This article is part of the supplement: Ninth International Conference on Bioinformatics (InCoB2010): Computational Biology
Discovery and characterization of medaka miRNA genes by next generation sequencing platform
1 Institute of Biomedical Informatics, National Yang-Ming University, Taipei, Taiwan
2 Bioinformatics Program, Taiwan International Graduate Program, Academia Sinica, Taipei, Taiwan
3 Institute of Biomedical Sciences, Academia Sinica, Taipei, Taiwan
4 Institute of Information Sciences, Academia Sinica, Taipei, Taiwan
5 Information Sciences Institute, University of Southern California, Marina del Rey, CA 90292, USA
6 Institute of Cellular and Organismic Biology, Academia Sinica, Taiwan
BMC Genomics 2010, 11(Suppl 4):S8 doi:10.1186/1471-2164-11-S4-S8Published: 2 December 2010
MicroRNAs (miRNAs) are endogenous non-protein-coding RNA genes which exist in a wide variety of organisms, including animals, plants, virus and even unicellular organisms. Medaka (Oryzias latipes) is a useful model organism among vertebrate animals. However, no medaka miRNAs have been investigated systematically. It is beneficial to conduct a genome-wide miRNA discovery study using the next generation sequencing (NGS) technology, which has emerged as a powerful sequencing tool for high-throughput analysis.

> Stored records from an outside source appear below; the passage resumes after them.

PR #967, opened 2021-08-04
Adcm 1844_5 add ui tests for cluster page

annademina:


tests/ui_tests/app/page/cluster/page.py
```diff
@@ -110,6 +115,19 @@ def check_all_elements(self):
             ]
         )
 
+    def click_add_service_btn(self):
+        self.find_and_click(ClusterServicesLocators.add_services_btn)
+
+    @allure.step("Check service {service_name} in cluster")
+    def add_service_by_name(self, service_name: str):
```
Sealwing, line 124: The step is 'Check', but the method is 'add'
Looks more like "Add service {service_name} to cluster"

tests/ui_tests/app/page/cluster/page.py
```diff
@@ -54,35 +57,36 @@ def __init__(self, driver, base_url, cluster_id: int):
...
+        self.find_and_click(ObjectPageMenuLocators.actions_tab)
 
 
 class ClusterMainPage(ClusterPageMixin):
     """Cluster page Main menu"""
 
     MENU_SUFFIX = 'main'
 
+    @allure.step("Check main elements on page")
     def check_all_elements(self):
```
Sealwing, line 92: I suggest name allure step like "Check all main elements on the page are presented", so we know what exactly is checked
And there is another method with the same name, so maybe it's better to move it to Mixin and add an attribute like `MAIN_ELEMENTS` or `BASE_ELEMENTS`, so we can just override it in descendants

In this study, we adopted ABI SOLiD platform to generate small RNA sequence reads from medaka tissues, followed by mapping these sequence reads back to medaka genome. The mapped genomic loci were considered as candidate miRNAs and further processed by a support vector machine (SVM) classifier. As result, we identified 599 novel medaka pre-miRNAs, many of which were found to encode more than one isomiRs. Besides, additional minor miRNAs (also called miRNA star) can be also detected with the improvement of sequencing depth. These quantifiable isomiRs and minor miRNAs enable us to further characterize medaka miRNA genes in many aspects. First of all, many medaka candidate pre-miRNAs position close to each other, forming many miRNA clusters, some of which are also conserved across other vertebrate animals. Secondly, during miRNA maturation, there is an arm selection preference of mature miRNAs within precursors. We observed the differences on arm selection preference between our candidate pre-miRNAs and their orthologous ones. We classified these differences into three categories based on the distribution of NGS reads. Finally, we also investigated the relationship between conservation status and expression level of miRNA genes. We concluded that the evolutionally conserved miRNAs were usually the most abundant ones.
Medaka is a widely used model animal and usually involved in many biomedical studies, including the ones on development biology. Identifying and characterizing medaka miRNA genes would benefit the studies using medaka as a model organism.